For each subsection above, here's the underlying call:

# Read current settings
GET /api/v1/organization-settings
X-Tenant-Id: <your tenant id>

# Update any subset of fields
PATCH /api/v1/organization-settings
X-Tenant-Id: <your tenant id>
Content-Type: application/json

{
  "displayName": "SmartAI Inc.",
  "legalName": "SmartAI Technologies Inc.",
  "currency": "USD",
  "defaultBillingAnchor": "ANNIVERSARY",
  "allowedBillingAnchors": ["ANNIVERSARY", "CALENDAR"],
  "uiTheme": "default"
}

# Upload a new logo (1MB raw cap, magic-byte validated)
PATCH /api/v1/organization-settings/logo
X-Tenant-Id: <your tenant id>
Content-Type: application/json

{ "logoUrl": "data:image/png;base64,..." }

# Provider Cost Registry
GET    /api/v1/provider-costs
POST   /api/v1/provider-costs
PUT    /api/v1/provider-costs/{id}
DELETE /api/v1/provider-costs/{id}
POST   /api/v1/provider-costs/seed-defaults

# Data Retention
GET   /api/v1/retention-policies
PATCH /api/v1/retention-policies/{id}
POST  /api/v1/retention-policies/seed-defaults
GET   /api/v1/retention-policies/action-log

All endpoints require a Bearer token in Authorization and your X-Tenant-Id. See Authentication for how to mint one.

Common tasks

I'm onboarding a new tenant — what should I configure first?
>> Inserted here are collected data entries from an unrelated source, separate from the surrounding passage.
PR #7236, opened 2016-02-22
fix(sidenav, backdrop): fill the backdrop with its parents height

### LINKED ISSUE #5861: scrolling when sideNav open
screen shot 2015-11-20 at 10 51 04 pm
See in this copy of the angular material website sideNav codepen demo:

http://codepen.io/anon/pen/ZbZyZN

- Open the right sideNav
- Scroll down

Result: You see the backdrop and the right sidenav scrolling up
Expected: nothing should scroll

Note: removing the `height: 500px;` on the body hides the issue

The workaround I have been using:

    md-backdrop, md-sidenav {
	position: fixed;
    }

DevVersion:
> As there is the fixed height on the second parent, everything works as expected, except that the backdrop should fill its parent, when we are not locking the whole body

@topherfangio Can you take a look?

Fixes #5861

### DIFF
--- a/src/components/backdrop/backdrop.js
+++ b/src/components/backdrop/backdrop.js
@@ -19,50 +19,69 @@
 
 angular
   .module('material.components.backdrop', ['material.core'])
-  .directive('mdBackdrop', function BackdropDirective($mdTheming, $animate, $rootElement, $window, $log, $$rAF, $document) {
-    var ERROR_CSS_POSITION = "<md-backdrop> may not work properly in a scrolled, static-positioned parent container.";
+  .directive('mdBackdrop', MdBackdropDirective)
+  .controller('$mdBackdropController', MdBackdropController);
 
-    return {
-      restrict: 'E',
-      link: postLink
-    };
 
-    function postLink(scope, element, attrs) {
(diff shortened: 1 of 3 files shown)


src/components/backdrop/backdrop.js
```diff
@@ -19,50 +19,69 @@
...
-      // adjust the 'backdrop' height to account for the fixed 'body' top offset
-      var body = $window.getComputedStyle($document[0].body);
-      if (body.position == 'fixed') {
-        var hViewport = parseInt(body.height, 10) + Math.abs(parseInt(body.top, 10));
-        element.css({
-          height: hViewport + 'px'
-        });
-      }
+  .directive('mdBackdrop', MdBackdropDirective)
+  .controller('$mdBackdropController', MdBackdropController);
```
DevVersion: FYI: Don't wonder about the diff, this is because I moved the anonymous directive function into a declared - should be better for the controller etc.

ThomasBurleson:
@topherfangio - ping.

DevVersion:
Closing this one as outdated - as well. Seems to be the wrong approach.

Set the display name and legal name under Organization Profile.
Upload a logo so customer-facing T&Cs render with your branding.
Pick the default currency that matches your primary market.
If you bill agentic APIs, click Seed Defaults in the Provider Cost Registry, then edit each row to match your contracted rates.
Click Load Defaults under Data Retention to start with industry-standard policies; adjust later.
Skim Billing Entities to confirm the default issuing entity matches your operating jurisdiction.

My team uses multiple currencies. Which should I pick as the default? Pick the currency you use for the majority of new rate cards. The dropdown in the Rate Card wizard always lets you override it per artifact. If you operate distinct subsidiaries (US Inc., Acme EU GmbH, …), set each up as its own Billing Entity with its own base currency — that's the supported pattern for multi-currency operation.
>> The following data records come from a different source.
PR #7239, opened 2016-02-22
refactor(bottomSheet,dialog,list,select,input,menu,menuBar): denote private classes with _md prfix

topherfangio:
Description copied from Ryan's PR #6730 which this will close when merged.

> Note: This commit will break input until it has been updated with private classes. I modified some of the classes as they interact with md-select. Presumably @topherfangio changes will result in the same changes as I made resulting in full compatibility between select and input.


ThomasBurleson:
Duplicate. See aggregation into PR #7248.

PR #7246, opened 2016-02-23
feat(toast): add highlight class method + improved docs design + align demo with specs

### LINKED ISSUE #6607: mdToast (docs): examples don't align with Material Spec
Currently the [docs](https://material.angularjs.org/latest/demo/toast) show an 'OK' button and a 'Close' button in the two snackbar (toast) examples (Show With Action, Show Custom).

Based on the [spec](https://www.google.com/design/spec/components/snackbars-toasts.html#snackbars-toasts-usage) having this kind of a 'Dismiss', 'OK', 'Close' button in a snackbar is a "Don't".

The docs should not show examples of things that go against the spec as it creates [confusion](http://stackoverflow.com/questions/28481029/how-can-i-change-the-color-of-toast-depends-on-message-type-in-angular-material/32241428?noredirect=1#comment56994080_32241428) with users.

DevVersion:
BREAKING CHANGE: Toasts now use accent color by default for a highlighted action button.

-  Add `highlightClass` method to toast (very useful! - and won't break anything)
-  Improved the docs design for the possible methods for the #simple method.
- Changed demo to align with specs, No Dismiss buttons.
- Highlight Color should use by default the accent color.

@topherfangio As discussed changed the demo and the default highlight color.
- So about the `highlightClass`, we didn't discuss that, but it seems very useful, when aligning the toast to the official specs.

**Little preview of the new docs changes**

New Docs

**Preview of the old doc design**

Old

I think the new design looks much more clearer and also looks better with the new `highlightClass` method.

Fixes #6607

### DIFF
--- a/src/components/toast/toast-theme.scss
+++ b/src/components/toast/toast-theme.scss
@@ -1,15 +1,20 @@
 md-toast.md-THEME_NAME-theme {
+
   .md-toast-content {
     background-color: #323232;
     color: '{{background-50}}';
 
     .md-button {
       color: '{{background-50}}';
+
       &.md-highlight {
-        color: '{{primary-A200}}';
-        &.md-accent {
-          color: '{{accent-A200}}';
+        // By default the toast should use the accent color as the primary highlight color
+        color: '{{accent-A200}}';
+
+        &.md-primary {
+          color: '{{primary-A200}}';
         }
+
         &.md-warn {
           color: '{{warn-A200}}';
         }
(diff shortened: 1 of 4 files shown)


src/components/toast/toast-theme.scss
```diff
@@ -1,15 +1,20 @@
...
 
     .md-button {
       color: '{{background-50}}';
+
       &.md-highlight {
-        color: '{{primary-A200}}';
-        &.md-accent {
-          color: '{{accent-A200}}';
+        // By default the toast should use the accent color as the primary highlight color
+        color: '{{accent-A200}}';
```
topherfangio: @DevVersion This is a breaking change since we are changing the default from primary to accent. I believe it is a correct breaking change, but we need to make sure that we note it in the commit message (and PR description) so that users will know. Can you update the commit message accordingly?

DevVersion: Thank's for remembering, just updated :)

Where's the audit log? Admin Panel → Audit Log (in the tenant popover, not on the Settings page itself). It records every change to fields on the Settings page, plus member invites, API key creation, SSO config, and SCIM token mints.
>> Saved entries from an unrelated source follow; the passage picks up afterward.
PR #7252, opened 2016-02-23
update(sticky): only compile the self-cloned element in the given scope.

DevVersion:
As discussed with @topherfangio, we should not take advantage of the `scope()` method, because these will be only available in Angular's debug mode.
So we both agreed, with removing that and just compiling the cloned element from service into the given scope.


ThomasBurleson:
Nice work with the unit tests!

PR #7270, opened 2016-02-24
fix(docs): docs stylesheet should not prevent scrolling in code pens

### LINKED ISSUE #7216: List Controls Demos don't have scroll when opened in codepen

I changed my logo and customers still see the old one. The org logo is uploaded as a base64 data URL embedded in the settings response, so there's no CDN cache to bust. Hard-refresh the customer portal once (Cmd+Shift+R / Ctrl+Shift+R). If the issue persists, check the Enforcement Log under Data Retention — if a recent retention run archived a stale config, restore it.